Dante turned back to me. His eyes were the color of espresso, dark and bitter. They swept over me, checking for threats rather than affection.

"Mother expects us for Sunday gravy," he said. "Get in the car."

He didn't ask. He commanded. That was Dante. He moved through the world assuming it would bend to his will without question.

I stood up, smoothing the skirt of my dress. I leaned down to Mia.

"Tell Isabella to move the timeline up," I whispered.

Mia gripped my hand. "San Francisco is neutral territory, Elena. But he will come for you."

"Let him come," I said. "He won't find a wife. He will find a stranger."

I walked out into the rain. A soldier immediately held an umbrella over me, but the dampness seeped into my bones.

I climbed into the back of the lead SUV, and the scent hit me instantly: Chanel No. 5. Heavy, floral, and cloying.

Sofia's perfume.

It clung to the leather seats. It clung to the air. It was suffocating.

Dante slid in beside me, filling the space with his massive frame and the smell of expensive tobacco and gun oil. He radiated heat, a furnace of raw masculinity that used to make my knees weak.

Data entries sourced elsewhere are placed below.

PR #494, opened 2018-08-06
Change database instance type, change ASG thresholds, and remove pers…

kurtwheeler:
…istent client instance.

## Issue Number

N/A

Having a persistent client instance is expensive, so we wanna nix that. However doing so means that we won't have anything to run a surveyor job which will spawn more jobs, pushing us to the point of scaling up. Therefore the thresholds needed to change in order to support scaling up based on a single job.

Also our database instance was no where near large enough so that is getting bumped up too.

## Types of changes

## Functional tests

Can't really functional test infra changes.

## Checklist


infrastructure/variables.tf
```diff
@@ -116,11 +116,11 @@ variable "max_clients" {
 }
 
 variable "scale_up_threshold" {
-  default = "40"
+  default = "1"
 }
 
 variable "scale_down_threshold" {
-  default = "10"
+  default = "0"
```
Miserlou: I think this will require a corresponding change to `nomad_queue_length_alarm_down`:

```git 
- comparison_operator = "LessThanThreshold"
+ comparison_operator = "LessThanOrEqualToThreshold"
```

Now, it just made me nauseous.

"Did you file the manifests?" he asked, his eyes still glued to his phone.

He meant the papers. The divorce papers he thought were shipping logs.

"Yes," I lied.

"Good. The Commission meets next week. I will be confirmed as absolute Boss. I need no loose ends."

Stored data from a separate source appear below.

Issue #451, opened 2018-07-30
We need a mechanism to retry previously failed experiments/samples


kurtwheeler:
### Context

The Foreman currently will retry jobs up to a certain number of times. After that number, it then assumes that the job is failing for a non-transient reason and gives up. The job may have failed because the data or metadata were mangled or wrong, but it also could fail because of a bug.

### Problem or idea

If there is a bug which causes one or more jobs to fail which is then fixed, we need a mechanism to retry the affected experiments/samples.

I looked out the window at the gray city blurring past. I am a loose end, Dante. And you just cut me loose.

His phone rang. The harsh, jarring ringtone he reserved for emergencies.

His demeanor changed instantly. The cold, calculated Don vanished. In his place was a frantic protector.

"Sofia?" he barked into the phone. "Slow down. Where are you?"

I closed my eyes. Of course.

He listened for a moment, his jaw clenching tight enough to snap bone.

"Driver, divert. Meatpacking District. Now."

The driver hesitated. "Boss, Mrs. Moretti is in the car. The Matriarch is waiting."

"I said turn the damn car around!" Dante roared.

The SUV swerved, tires screeching on the wet asphalt. I gripped the door handle to steady myself.

Dante turned to me. Not an apology. An order.

"Get out at the next corner. Luca will take you home in the follow car."

I looked at him. Really looked at him. The scar above his eyebrow. The cruel set of his mouth. The man I had loved since I was sixteen. The man who had never looked at me with half the intensity he just showed a phone screen.

"She is threatened," he said, noticing my stare.

"She is always threatened, Dante," I said softly.

"Get out, Elena."

The car stopped. The rain was pouring harder now.

I opened the door. The cold wind slapped my face.

I stepped out onto the curb. Luca's car was pulling up behind us, but for a moment, I stood alone in the storm.

Dante didn't look back. He was already shouting orders into his phone.

Before I slammed the door, I looked at him one last time.

"You signed the papers, Dante," I said.

He didn't hear me. He waved his hand dismissively, signaling the driver to go.

The convoy sped away, splashing dirty water onto my shoes. They raced toward the Meatpacking District, toward Sofia, toward the woman who mattered.

I stood there, shivering, watching the red taillights fade into the gray mist.

I was wet. I was cold. I was alone.

But for the first time in three years, I was finally free.